Saved data entries:
%%

PR #8162, opened 2024-12-28
feat(minifier): minimize computed property access

sapphi-red:
Ported `ConvertToDottedProperties` partially. The rest seems to be mostly handled by #8147.

### DIFF
--- a/crates/oxc_minifier/src/ast_passes/convert_to_dotted_properties.rs
+++ b/crates/oxc_minifier/src/ast_passes/convert_to_dotted_properties.rs
@@ -1,0 +1,277 @@
+use oxc_ast::ast::*;
+use oxc_span::GetSpan;
+use oxc_syntax::identifier::is_identifier_name;
+use oxc_traverse::{traverse_mut_with_ctx, ReusableTraverseCtx, Traverse, TraverseCtx};
+
+use crate::CompressorPass;
+
+/// Converts property accesses from quoted string or bracket access syntax to dot or unquoted string
+/// syntax, where possible. Dot syntax is more compact.
+/// <https://github.com/google/closure-compiler/blob/v20240609/src/com/google/javascript/jscomp/ConvertToDottedProperties.java>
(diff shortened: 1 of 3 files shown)


crates/oxc_minifier/src/ast_passes/convert_to_dotted_properties.rs
```diff
@@ -0,0 +1,277 @@
...
+        test_same("a[':']");
+        test_same("a['.']");
+        test_same("a['0']");
+        test_same("a['p ']");
+        test_same("a['p' + '']");
+        test_same("a[p]");
+        test_same("a[P]");
+        test_same("a[$]");
+        test_same("a[p()]");
+        // test_same("a['default']");
```
sapphi-red, line 106: Keywords seems to be not allowed for ES3, but I guess this is fine for us.

crates/oxc_minifier/src/ast_passes/convert_to_dotted_properties.rs
```diff
@@ -0,0 +1,277 @@
...
+        // Ignorable control characters are ok in Java identifiers, but not in JS.
+        test_same("a['A\\u0004']");
+        // upper case lower half of o from phonetic extensions set.
+        // valid in Safari, not in Firefox, IE.
+        // test_same("a['\\u1d17A']");
+        // Latin capital N with tilde - nice if we handled it, but for now let's
+        // only allow simple Latin (aka ASCII) to be converted.
+        // test_same("a['\\u00d1StuffAfter']");
```
sapphi-red, line 114: `\u1d17A` is invalid for ES5 (ES5 uses Unicode 3.0 and that character was introduced in Unicode 3.1) and valid for ES2015 (ES2015 uses Unicode 5.1).
`\u00d1` is valid for ES3+.

Boshen:
This falls under substitute alternative syntax. I'll move the code around when I get the time.

sapphi-red:
=> #8175, #8176

PR #8192, opened 2024-12-30
fix(transformer): ensure last expression statement in arrow function expression is wrapped in return

Dunqing:
The class properties plugin will insert new statements after the expression statement, which causes the expression statement to no longer be at the end. This PR fixed it by reverse looping the statements to find the expression statement and transforming it to wrapped in `return`. 

This is not a good way to do it, a potential problem is if there is a plugin that inserts a new expression statement after the original expression statement, which will cause a wrong expression wrapped in a `return`


Dunqing:
### Merge activity

* **Dec 30, 8:29 PM EST**: The merge label '0-merge' was detected. This PR will be added to the [Graphite merge queue](https://app.graphite.dev/merges?org=oxc-project&repo=oxc) once it meets the requirements.

Dunqing:
To unblock the class-properties plugin development, so merge it without review

PR #10953, opened 2025-05-12
fix(estree): Ensure the same key order for `AssignmentPattern`

leaysgur:
Part of #9705 

With this PR, all AST nodes now have a consistent key order for each node type.
(Checked by https://github.com/leaysgur/oxc_estree_ts-ast-diff-viewer/blob/main/scripts/verify-key-order-oxc.js)

Except for:

- `Literal`: `regex` and `bigint` keys
- `TSModuleDeclaration`: `body` key is missing when `declare module "jq";`


overlookmotel (approved):
Thank you!

PR #10966, opened 2025-05-12
fix(transformer): Always update jsx options from comments

### LINKED ISSUE #10956: transformer: `@jsxRuntime` pragma comment is ignored when `typescript.onlyRemoveTypeImports: true` is set
For the following input, Oxc ignores `@jsxRuntime classic` pragma, when `typescript.onlyRemoveTypeImports: true` is set.
```jsx
/** @jsx h */
/** @jsxRuntime classic */
export const foo = <div></div>
```
[reproduction using transform function exposed from rolldown](https://stackblitz.com/edit/github-xv4yss-ervsp63v?file=build.mjs)

If `typescript.onlyRemoveTypeImports: true` is not set, the output uses classic runtime.

magic-akari:
> [!NOTE]  
> The explanation in the comment is incorrect because the `h` function might be locally defined rather than imported. Removing the conditional check will fix the issue.

- Closes: #10956


Dunqing (approved):
Thanks!

PR #10997, opened 2025-05-13
feat(codegen): rework printing normal / legal / annotation comments

### LINKED ISSUE #10948: `CodegenOptions::print_legal_comment` doesn't make any effect
When I try to print legal comments only with using oxc, I found, with passing

```rust
CodegenOptions {
  comments: false,
  legal_comments: LegalComment::Inline,
  ..
}
```

won't print legal/any comment.

Image

The field is not used.

https://github.com/oxc-project/oxc/blob/a86cbb38812085fb2114793b43a0ebc0f98835c1/crates/oxc_codegen/src/lib.rs#L112

Image

Context:

- Rolldown follows esbuild's way to handle comments.
- Esbuild only preserve legal and annoatation comments.
- Rolldown intend to ensure this behavior too.

Boshen:
fixes #10948

This PR changes how comment options are interpreted.

`CodegenOptions::comments`, `CodegenOptions::annotation_comments` and `CodegenOptions::legal_comments` are now independent of each other.

### `CodegenOptions::comments`

Controls printing of normal comments. At present, only some leading comments are preserved. It does not control legal and annotation comments.

### `CodegenOptions::annotation_comments`

Controls printing of annotation comments

* jsdoc: `/** jsdoc */`                                                 
* pure: `/* #__PURE__ */` and `/* #__NO_SIDE_EFFECTS__ */`              
* webpack: `/* webpackChunkName */`                                     
* vite: `/* @vite-ignore */`                                            
* coverage: `v8 ignore`, `c8 ignore`, `node:coverage`, `istanbul ignore`

### `CodegenOptions::legal_comments`

Controls printing of legal comments

* starts with `//!` or `/*!`.                   
* contains `/* @license */` or `/* @preserve */`

---

Comment generation is also changed:

codegen first builds a comments map by keeping only the needed comments.
Printing functions will then print out comments in their respective positions.

---

This PR reveals some incorrect comment interpretation:  

* https://github.com/oxc-project/oxc/issues/10998

### DIFF
--- a/crates/oxc_ast/src/ast/comment.rs
+++ b/crates/oxc_ast/src/ast/comment.rs
@@ -49,15 +49,14 @@ pub enum CommentAnnotation {
     #[default]
     None = 0,
 
-    /// `/** jsdoc */`
-    /// <https://jsdoc.app>
-    Jsdoc = 1,
-
     /// Legal Comment
     /// e.g. `/* @license */`, `/* @preserve */`, or starts with `//!` or `/*!`.
-    ///
     /// <https://esbuild.github.io/api/#legal-comments>
-    Legal = 2,
+    Legal = 1,
+
+    /// `/** jsdoc */`
+    /// <https://jsdoc.app>
+    Jsdoc = 2,
 
     /// `/* #__PURE__ */`
     /// <https://github.com/javascript-compiler-hints/compiler-notations-spec>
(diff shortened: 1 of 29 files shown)


Boshen:
Tested in Rolldown, things are working as intended.

PR #11068, opened 2025-05-16
fix(parser): parse index signature with multiple parameter

### LINKED ISSUE #11052: parser: An index signature must have exactly one parameter.(1096)
The following code typescript reports an error as `An index signature must have exactly one parameter.`

```ts
interface A {
  [A: number, B: number]: number;
}
```

Whereas Oxc reports an error as `Expected ']' but found ','`.

Current `TSIndexSignature`'s parameters is a `Vec`, which means it can store more than one parameter, but it wouldn't parse when it has more than one parameter, so that Vec here is unnecessary; we should change it to `TSIndexSignatureName` instead.

https://github.com/oxc-project/oxc/blob/c1e6c9bfa2ff505dcc87c98495c7fb78185a217d/crates/oxc_ast/src/ast/ts.rs#L1007-L1013

If we need to consider aligning with `TypeScript` (also the same as typescript-eslint), we should make it parse and then throw an error in Semantic instead.

Also, I found that the parameters printing is incorrect in codegen; the separator should be `,` not `|`.
https://github.com/oxc-project/oxc/blob/c1e6c9bfa2ff505dcc87c98495c7fb78185a217d/crates/oxc_codegen/src/gen.rs#L3490-L3496

Personally, I prefer to change the AST to only accept one parameter because multiple parameters means the code is incorrect and make it parse correctly is meaningless, the AST needs to deal with potential multiple parameters, moreover we can't assume only one parameter exists in codegen (ditto for formatted), we must iterate over `parameters` and print all of them, which increases unnecessary checks.

Yes, a lot of downside to parse it correctly.

Boshen:
fixes #11052

### DIFF
--- a/crates/oxc_codegen/examples/codegen.rs
+++ b/crates/oxc_codegen/examples/codegen.rs
@@ -2,8 +2,9 @@
 use std::path::Path;
 
 use oxc_allocator::Allocator;
+use oxc_ast::ast::Program;
 use oxc_codegen::{Codegen, CodegenOptions};
-use oxc_parser::{ParseOptions, Parser, ParserReturn};
+use oxc_parser::{ParseOptions, Parser};
 use oxc_span::SourceType;
 use pico_args::Arguments;
 
@@ -25,8 +26,8 @@ fn main() -> std::io::Result<()> {
     let mut allocator = Allocator::default();
 
     let printed = {
-        let Some(ret) = parse(&allocator, &source_text, source_type) else { return Ok(()) };
-        codegen(&ret, minify)
+        let program = parse(&allocator, &source_text, source_type);
+        codegen(&program, minify)
     };
     println!("First time:");
     println!("{printed}");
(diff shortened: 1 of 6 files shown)


Boshen:
* **#11068** <a href="https://app.graphite.dev/github/pr/oxc-project/oxc/11068?utm_source=stack-comment-icon" target="_blank">Graphite</a> 👈 <a href="https://app.graphite.dev/github/pr/oxc-project/oxc/11068?utm_source=stack-comment-view-in-graphite" target="_blank">(View in Graphite)</a>
* `main`
<hr />

You must have a Graphite account in order to use the merge queue. Sign up using [this link](https://app.graphite.dev/invite/github/oxc-project?ref=merge-queue-instructions-in-stack-comment&prId=11068).

<h2></h2>
<sub>

</sub>

<sub>

</sub>

<h2></h2>

PR #11072, opened 2025-05-16
docs(allocator/vec): correct safety comments for `RawVec::append_elements`

overlookmotel:
Follow-on after #10884.

The original safety conditions aren't required any more, because of the change made to `Vec::reserve` in #10884 - `reserve` will panic if `other.len` or `self.len + other.len` exceeds `u32::MAX`. So nothing can go wrong if these conditions aren't satisfied.

Which is lucky, because `append` doesn't do anything to make sure `self.len + other.len <= u32::MAX`!

`append_elements` originally had no safety docs at all (naughty bumpalo!). So add some.

PR #11071, opened 2025-05-16
refactor(allocator/vec): clarify comment

overlookmotel:
Follow-on after #10884. Clarify comment as to why `as u32` is valid here.

PR #11079, opened 2025-05-16
perf(allocator/vec): remove `SetLenOnDrop`

overlookmotel:
Simplify `Vec::truncate` and `Vec::extend_with` methods.

Unlike standard library, our `Vec<'a, T>` requires that `T` is not `Drop`. Therefore we don't need to worry about dropping elements.

There are likely many more places where we can make similar simplifications (optimizations). I've only done these 2 now in order to get rid of `SetLenOnDrop`. I wanted to get rid of it because it requires direct access to `self.buf.len`, which I'd like to make private in a later PR.

### DIFF
--- a/crates/oxc_allocator/src/vec2/mod.rs
+++ b/crates/oxc_allocator/src/vec2/mod.rs
@@ -955,20 +955,11 @@ impl<'bump, T: 'bump> Vec<'bump, T> {
     /// [`drain`]: #method.drain
     pub fn truncate(&mut self, len: usize) {
         let current_len = self.buf.len_usize();
-        unsafe {
-            let mut ptr = self.as_mut_ptr().add(current_len);
-            // Set the final length at the end, keeping in mind that
-            // dropping an element might panic. Works around a missed
-            // optimization, as seen in the following issue:
-            // https://github.com/rust-lang/rust/issues/51802
-            let mut local_len = SetLenOnDrop::new(&mut self.buf.len);
-
-            // drop any extra elements
-            for _ in len..current_len {
-                local_len.decrement_len(1);
-                ptr = ptr.offset(-1);
-                ptr::drop_in_place(ptr);
-            }
+        if len < current_len {
+            // SAFETY: `len` is less than current len, so cannot be greater than `u32::MAX`,
+            // and cannot be greater than `self.capacity()`.
+            // We are shrinking `len`, so there are no concerns about initialized elements.
+            unsafe { self.set_len(len) };
         }
     }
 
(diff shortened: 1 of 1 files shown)


overlookmotel:
> [!WARNING]
> <b>This pull request is not mergeable via GitHub because a downstack PR is open. Once all requirements are satisfied, merge this PR as a stack <a href="https://app.graphite.dev/github/pr/oxc-project/oxc/11079?utm_source=stack-comment-downstack-mergeability-warning" >on Graphite</a>.</b>

* **#11079** <a href="https://app.graphite.dev/github/pr/oxc-project/oxc/11079?utm_source=stack-comment-icon" target="_blank">Graphite</a> 👈 <a href="https://app.graphite.dev/github/pr/oxc-project/oxc/11079?utm_source=stack-comment-view-in-graphite" target="_blank">(View in Graphite)</a>
* **#11074** <a href="https://app.graphite.dev/github/pr/oxc-project/oxc/11074?utm_source=stack-comment-icon" target="_blank">Graphite</a>
* **#11073** <a href="https://app.graphite.dev/github/pr/oxc-project/oxc/11073?utm_source=stack-comment-icon" target="_blank">Graphite</a>
* **#11072** <a href="https://app.graphite.dev/github/pr/oxc-project/oxc/11072?utm_source=stack-comment-icon" target="_blank">Graphite</a>
* **#11071** <a href="https://app.graphite.dev/github/pr/oxc-project/oxc/11071?utm_source=stack-comment-icon" target="_blank">Graphite</a>
* `main`
<hr />

You must have a Graphite account in order to use the merge queue. Sign up using [this link](https://app.graphite.dev/invite/github/oxc-project?ref=merge-queue-instructions-in-stack-comment&prId=11079).

<h2></h2>
<sub>

</sub>

<sub>

</sub>

<h2></h2>

crates/oxc_allocator/src/vec2/mod.rs
```diff
@@ -2081,66 +2072,34 @@ impl<'bump, T: 'bump> Vec<'bump, T> {
...
             if n > 0 {
                 // We can write the last element directly without cloning needlessly
                 ptr::write(ptr, value.last());
-                local_len.increment_len(1);
             }
 
-            // len set by scope guard
+            // `n` and `self.len() + n` must both be `<= u32::MAX`, otherwise `self.reserve(n)` above
+            // would have panicked. So `n as u32` cannot truncate `n`, and `len + n` cannot wrap.
+            #[expect(clippy::cast_possible_truncation)]
```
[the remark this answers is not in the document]
overlookmotel: Oh do shut up about `#[expect]`, you doofus!

crates/oxc_allocator/src/vec2/mod.rs
```diff
@@ -2081,66 +2072,34 @@ impl<'bump, T: 'bump> Vec<'bump, T> {
     fn extend_with<E: ExtendWith<T>>(&mut self, n: usize, mut value: E) {
         self.reserve(n);
 
+        // std library version of this method updates `len` after writing each element,
+        // because `value.next()` or `value.last()` could panic.
+        // If that happens, `len` needs to contain all the elements written so far,
+        // so they get dropped when the `Vec` is dropped.
+        // But our `Vec` requires that `T` is not `Drop`, so we don't need to worry about that.
```
Dunqing, line 2079: What does this mean? We don't need to worry about the `len` being incorrect, or is it due we don't have a way to deal with the `SetLenOnDrop::drop` thing, so we don't need to worry about it?

Dunqing (approved):
Looks good! Your comments let me know better what `SetLenOnDrop` is going on.

crates/oxc_allocator/src/vec2/mod.rs
overlookmotel: Oh damn it! The way I wrote this comment is obviously not very clear.

### What stdlib does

%%

Activity =
For the word "typescript", go through the records and show each line that carries it.

Finished task =
### LINKED ISSUE #10956: transformer: `@jsxRuntime` pragma comment is ignored when `typescript.onlyRemoveTypeImports: true` is set
For the following input, Oxc ignores `@jsxRuntime classic` pragma, when `typescript.onlyRemoveTypeImports: true` is set.
If `typescript.onlyRemoveTypeImports: true` is not set, the output uses classic runtime.
The following code typescript reports an error as `An index signature must have exactly one parameter.`
If we need to consider aligning with `TypeScript` (also the same as typescript-eslint), we should make it parse and then throw an error in Semantic instead.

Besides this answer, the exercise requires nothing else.